European health care systems are already awash in “big data.” The United States is rushing to catch up, although clumsily thanks to the need to corral a century’s worth of heterogeneity. To avoid confounding the chaos further, the United States is postponing the adoption of the ICD-10 classification system. Hence, it will be some time before American “big data” can be put to the task of defining accuracy, costs and effectiveness of individual tests and treatments with the exquisite analytics that are already being employed in Europe. From my perspective as a clinician and clinical educator, of all the many failings of the American “health care” system, the ability to massage “big data” in this fashion is least pressing. I am no Luddite – but I am cautious if not skeptical when “big data” intrudes into the patient-doctor relationship.
The driver for all this is the notion that “health care” can be brought to heel with a “systems approach.”

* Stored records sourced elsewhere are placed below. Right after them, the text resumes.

PR #847, opened 2023-02-07
Fix date record list filter

### LINKED ISSUE #797: Date and Time record field issues
Tests done on QC `2022.9.6-rc.1`

- [x] 1. When you have date only field, and you set the filter to be equal to the correct day, it is not showing any record. (it only shown for not equal and greater then)

- [x] 2. When you have time only and past values configured, it looks like the configuration is only taking the hour in its configuration, because even if you set minutes in the past it will say invalid form as long as you don't also change the hour too. (not sure if this is the expected behavior). Same goes for future time only, if you set minutes in the past but the hour is still the same, the time will work.

- [x] 3. When you have time only value, and you try to filter with a time filter, this is the error popping out `Could not load record list: pq: cannot cast type time with time zone to timestamp with time zone`

kelanik8:
Fix date record list filter

 - [x] Code builds
 - [x] All existing tests pass

### DIFF
--- a/client/web/compose/src/lib/record-filter.js
+++ b/client/web/compose/src/lib/record-filter.js
@@ -74,17 +74,20 @@ export function getFieldFilter (name, kind, query = '', operator = '=') {
 
   if (['DateTime'].includes(kind)) {
     // Build different querries if date, time or datetime
-    const date = moment(query, ['YYYY-MM-DDTHH:mm:ssZ', 'YYYY-MM-DD'])
-    const time = moment(query, ['HH:mm'])
+    const dateTime = moment(query, 'YYYY-MM-DDTHH:mm:ssZ', true)
+    const date = moment(query, 'YYYY-MM-DD', true)
+    const time = moment(query, 'HH:mm', true)
 
     // @note tweaking the template a bit:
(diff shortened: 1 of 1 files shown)


client/web/compose/src/lib/record-filter.js
```diff
@@ -74,17 +74,22 @@ export function getFieldFilter (name, kind, query = '', operator = '=') {
...
+    const time = moment(query, 'HH:mm', true)
 
     // @note tweaking the template a bit:
     // * adding %f to include fractions; mysql sometimes forces them when formatting date
     // * changing Z to +00:00
     // * doing the same for time-only fields
-    if (date.isValid()) {
-      return `TIMESTAMP(DATE_FORMAT(${name}, '%Y-%m-%dT%H:%i:00.%f+00:00')) ${operator} TIMESTAMP(DATE_FORMAT('${date.format()}', '%Y-%m-%dT%H:%i:00.%f+00:00'))`
+    if (dateTime.isValid()) {
+      const left = `TIMESTAMP(DATE_FORMAT(${name}, '%Y-%m-%dT%H:%i:00.%f+00:00'))`;
```
Fajfa: No need to define the vars, just pass it straight to build

Fajfa (approved):

PR #865, opened 2023-02-10
Fix Post-processing function not working for gauge chart

### LINKED ISSUE #822: Post processing function not working for gauge chart
## Steps to reproduce
1. Create a gauge chart or use an existing
2. Add `n/2` to the 'post processing function' field (n is the current value in the chart, not the chart legend!)
3. See that the values in the chart don't change

## Expected behaviour
The added expression should affect the value in the chart. If you go to a generic chart and add the same expression, the values will change.

yonkov:
image

### What was fixed?
Post processing function in Gauge chart in Compose did not work as expected. The end result of the Gauge chart was not updated based on the post processing function field. In contrast. this works for standard charts.

### How was fixed?
Post processing method was added to Gauge Chart compose type in `lib/corteza-js`. 

### Why was fixed?
Users should be able to do basic computations and write expressions based on the result of the chart, in the same way as in standard charts.

### DIFF
--- a/lib/js/src/compose/types/chart/base.ts
+++ b/lib/js/src/compose/types/chart/base.ts
@@ -6,6 +6,7 @@ import {
   Report,
   dimensionFunctions,
   makeAlias,
+  TemporalDataPoint,
 } from './util'
 
 import {
@@ -16,6 +17,10 @@ import {
 } from '../../../cast'
 
 export type PartialChart = Partial<BaseChart>
+
+// The default dataset post processing function to use.
+// This one simply returns the current value.
+const defaultFx = 'n'
 
 /**
  * BaseChart represents a structure that stores any configuration data.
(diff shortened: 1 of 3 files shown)


lib/js/src/compose/types/chart/gauge.ts
```diff
@@ -36,13 +41,38 @@ export default class GaugeChart extends BaseChart {
...
+    }
+    else {
+      data = fx(data)
+    }
+
+    return data
+  }
+
   makeDataset (m: Metric, d: Dimension, data: Array<number|any>, alias: string) {
     const steps = (d.meta?.steps || [])
```
Fajfa, line 42: Instead of defining the function here i would move the one from chart.ts to base.ts and provide it with data parameter(same as it is used in chart.ts).
Also look at where the datasetPostProc is called in base chart,(start of makeDataset) since you did it after reduce here. The function will receive the data which is an array in all cases.

Fajfa (changes requested):

lib/js/src/compose/types/chart/gauge.ts
```diff
@@ -36,10 +41,12 @@ export default class GaugeChart extends BaseChart {
     return (d.meta?.steps || []).map(({ label }: any) => label)
   }
 
-  makeDataset (m: Metric, d: Dimension, data: Array<number|any>, alias: string) {
+  makeDataset (m: Metric, d: Dimension, data: Array<number|TemporalDataPoint>, alias: string) {
     const steps = (d.meta?.steps || [])
 
-    const value = data.reduce((acc, cur) => {
+     const initialValue = this.datasetPostProc(data, m)
```
Fajfa: just do data = this.datasetPostProc(data, m), so we keep it the same as chart

lib/js/src/compose/types/chart/gauge.ts
```diff
@@ -4,9 +4,14 @@ import {
   Report,
   Dimension,
   ChartType,
+  TemporalDataPoint,
 } from './util'
 import { getColorschemeColors } from '../../../shared'
 
+// The default dataset post processing function to use.
+// This one simply returns the current value.
+const defaultFx = 'n'
```
Fajfa: We dont need this section right?

lib/js/src/compose/types/chart/base.ts
```diff
@@ -41,6 +46,59 @@ export class BaseChart {
...
+   * It works with a simple equation written in javascript (example: n + m).
+   * Available variables to use:
+   * * n - current value
+   * * m - previous value (undefined in case of the first element)
+   * * r - entire data array.
+   *
+   * @param data Array of values in the given data set
+   * @param m Metric for the given dataset
+   */
+  public datasetPostProc (data: Array<number|TemporalDataPoint>, m: Metric): Array<number|TemporalDataPoint> {
```
Fajfa: No need to make it public

Fajfa (changes requested):

Fajfa (approved):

This was first advocated by Lucien Leape in the context of patient safety and reiterated in “To Err is Human,” the influential document published by the National Academies Press in 2000. This is an approach that borrows heavily from the work of W. Edwards Deming and later Bill Smith. Deming (1900-1993) was an engineer who earned a PhD in physics at Yale. The aftermath of World War II found him on General Douglas MacArthur’s staff offering lessons in statistical process control to Japanese business leaders. He continued to do so as a consultant for much of his later life and is considered the genius behind the Japanese industrial resurgence. The principal underlying Deming’s approach is that focusing on quality increases productivity and thereby reduces cost; focusing on cost does the opposite. Bill Smith was also an engineer who honed this approach for Motorola Corporation with a methodology he introduced in 1987. The principal of Smith’s “six sigma” approach is that all aspects of production, even output, could be reduced to quantifiable data allowing the manufacturer to have complete control of the process. Such control allows for collective effort and teamwork to achieve the quality goals. These landmark achievements in industrial engineering have been widely adopted in industry having been championed by giants such as Jack Welch of GE. No doubt they can result in improvement in the quality and profitability of myriad products from jet engines to cell phones. Every product is the same, every product well designed and built, and every product profitable.